The cyber war rulebook

War has always been a dirty business, both bloody and chaotic, but that hasn’t stopped us from imposing codes of conduct on combat. They might not mean a lot in the heat of battle or be relevant to achieving strategic objectives, but they are there for a reason.

As modern warfare and technology entwine it’s only natural that we seek to place similar rules of engagement to cyber warfare. That’s exactly what NATO’s hoping to achieve through the Tallinn Manual – its handbook on cyber war, which include rules on battlefield behaviour for future cyber wars.

Gaining international agreement on battlefield rules, such as the 1949 Geneva Convention, has always been a key means of civilising warfare over the millennia. The inception of the convention was precipitated by the horrors of 20^th century warfare. World War I and II illustrated warfare at an industrial scale and where our introduction to weapons of mass destruction, including chemical and nuclear weapons. From the deadly plumes of mustard gas that wafted across Ypres in 1915 to the atomic bombs that obliterated the Japanese cities of Hiroshima and Nagasaki in 1945, their impact on our collective consciousness led to the development of stringent rules.

Both types of weapons are now subject to international battlefield rules that ban their use.

The Convention on the Prohibition of the Development, Production, Stockpiling and Use of Chemical Weapons and on the Destruction was ratified in November 1996 and has 184 state parties (effectively countries) today. The International Court of Justice, the United Nations highest court, issued an advisory opinion on 8 July 1996 on the Legality of the Threat or Use of Nuclear Weapons. The court found that the use or threat of use of nuclear weapons would violate international laws, including the Geneva Conventions, the Hague Conventions, the Universal Declaration of Human Rights, and the UN Charter.

A necessary extension

The Tallinn manual is a necessary extension of this process given that the nature of modern warfare has increasingly started to shift towards the digital realm. Cyber warfare is no longer a dystopian mirage. It’s real and its destructive potential cannot be underestimated.

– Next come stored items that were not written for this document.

PR #173, opened 2026-07-27
Fix in-plane coordinate for orientation 2 in Rectangle_SolidAngle

sofiaksodhi:
For OpDetOrientation == 2 the arapuca plane is normal to z, so the in-plane coordinate paired with the window half-width o.w is y. The function used std::abs(v.Z()) as both the perpendicular depth and the in-plane width, so the returned solid angle had no dependence on the true in-plane position. Assign the in-plane coordinate d3 per-orientation alongside d1 and d2. No change to orientation 0 or 1, where z is in-plane.

### DIFF
--- a/larsim/PhotonPropagation/SemiAnalyticalModel.cxx
+++ b/larsim/PhotonPropagation/SemiAnalyticalModel.cxx
@@ -662,29 +662,32 @@ namespace phot {
     // to use
     double d1;
     double d2;
+    double d3; // in-plane coordinate paired with o.w
     if (OpDetOrientation == 2) {
       // lateral PD, arapuca plane fixed in z direction
       d1 = std::abs(v.X());
       d2 = std::abs(v.Z());
+      d3 = std::abs(v.Y());
     }
     else if (OpDetOrientation == 1) {
       // lateral PD, arapuca plane fixed in y direction
       d1 = std::abs(v.X());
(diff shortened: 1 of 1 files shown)


sofiaksodhi:
@pgreen135 Hi! I'm having some trouble adding you as a reviewer but here is my PR for the semi-analytical model as discussed this morning.

pgreen135:
The change looks good. Context: https://indico.fnal.gov/event/75260/contributions/346046/attachments/200180/279131/Photon%20detector%20orientation%20and%20solid%20angle%20in%20SemiAnalyticalModel%20for%20FD-VD%20%283%29.pdf 

To ensure this different orientation is being used, can you double-check that https://github.com/LArSoft/larsim/blob/5547c3c14b46cede6b91a703619c8ec5b3a819b8/larsim/PhotonPropagation/SemiAnalyticalModel.cxx#L781 correctly identify the short membrane arapucas?

sofiaksodhi:
Hello, yes I did check the short membrane arapucas get classified correctly (for v5 geometry). A simple count of how many channels are of what orientation yielded correct numbers: {0: 112, 1: 56, 2: 16}.

knoepfel:
code-checks

lgarren:
trigger build

lgarren:
trigger build

lgarren:
approve

PR #422, opened 2020-09-24
Override mobile menu nav visibility toggle

### LINKED ISSUE #369: Filtering / Sorting doesn't work on small screens (after using main nav)
When you open/close main navigation dropdown on small screen it throws JS error about sorting.
After that you cant sort or filter.

charm-filter

barrymcgee:
## Done

This fixes a bug where the mobile nav toggling was interfering with the charm filtering/sorting on the homepage as they both rely on the url for state by disabling the targetting via the url and toggling the nav with JS instead.

Note, this is not the ideal fix for this systemic problem.. it's more of a sticky plaster.

The code for the filtering/sorting is quite fragile as it uses both the instance variable `this._filters` and query params in the URL for state at different points. To make this more robust to deal with hashes in the url requires a significant refactor or rewrite which I don't have the bandwidth for at this time - I'm also conscious this is quite a significant bug currently on production.

I've created a separate issue for the code smell here: https://github.com/canonical-web-and-design/charmhub.io/issues/421

## QA

- Change resolution to small screen
- Toggle nav
- Toggle filters
- Toggle nav
- Toggle filters
- Ensure no errors

## Issue / Card

Fixes #369

### DIFF
--- a/templates/partial/_navigation.html
+++ b/templates/partial/_navigation.html
@@ -6,8 +6,8 @@
           <img class="p-navigation__image" src="https://assets.ubuntu.com/v1/c3b8cc72-Charmhub_white_hex.svg" width="166" height="32" alt="Charmhub" />
         </a>
       </div>
-      <a href="#navigation" class="p-navigation__toggle--open" title="menu">Menu</a>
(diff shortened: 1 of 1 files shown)


solazio (approved):
Looks good :+1:. Thanks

The manual is the result of a three-year effort by an independent group of international experts from a wide range of organisations, including the International Committee of the Red Cross, who were invited to participate by the North Atlantic Treaty Organization (NATO) Cooperative Cyber Defence Centre of Excellence.

It brings together international laws regulating the conduct of armed conflict and describes how these laws would be applied to cyber war. A focus for the experts was to provide a framework for state conduct in cyberspace based upon international laws, conventions and agreements.

In 2011, the US president issued a paper titled the International Strategy for Cyberspace which stated “the development of norms for state conduct in cyberspace does not require a reinvention of customary international law, nor does it render existing international norms obsolete.  Long-standing international norms guiding state behaviour – in times of peace and conflict – also apply in cyberspace.” A caution was also provided in the paper with the comment “unique attributes of networked technology require additional work to clarify how these norms apply and what additional understandings might be necessary to supplement them.”

By publishing the Tallinn Manual the US and NATO have provided an insight into how international norms might apply within cyberspace, though the Tallinn Manual is not an official document and does not represent policy views of any of the nations involved in its preparation.

The cyber war rules in the Tallinn Manual were adopted unanimously by the group of international experts and provide commentary that identifies their legal basis and highlights any difference of opinion among the experts as to interpretation of the rules in the cyber context.

Humanitarian protections (prisoner rights and protection for medical computer networks and applications) and provisions for cyber war crimes, such as launching an attack from a neutral nation’s digital network, are included in the manual.

Dr Marco Roscini, Reader in International Law at the UK’s University of Westminster, was quoted by News Limited this week saying “I’m sure it [the 282 page Tallinn Manual] will be quite influential” with military lawyers across the world as they grapple with cyber war.

Should we prepare for cyber war?

Countries now have an important opportunity to prepare urgently needed cyber war policies based upon the Tallinn Manual. Small scale cyber wars have already commenced (Israel versus Hamas, US versus China) and all nations are being drawn into cyber conflicts of one form or another.

It is only a matter of time before a conflict breaks out in our backyard. Former prime minister Kevin Rudd wrote earlier this year that East Asia is “a tinderbox on water”. As conflicts escalate in our region, Australia should anticipate and prepare for increased cyber-attacks and potential cyber war that would inevitably spill over onto Australia’s network or our international connecting networks.

Australia should use its membership of the UN Security Council in 2013 to push for the international community to develop and adopt an international cyber war convention.

Mark Gregory is a senior lecturer in Electrical and Computer Engineering at RMIT University.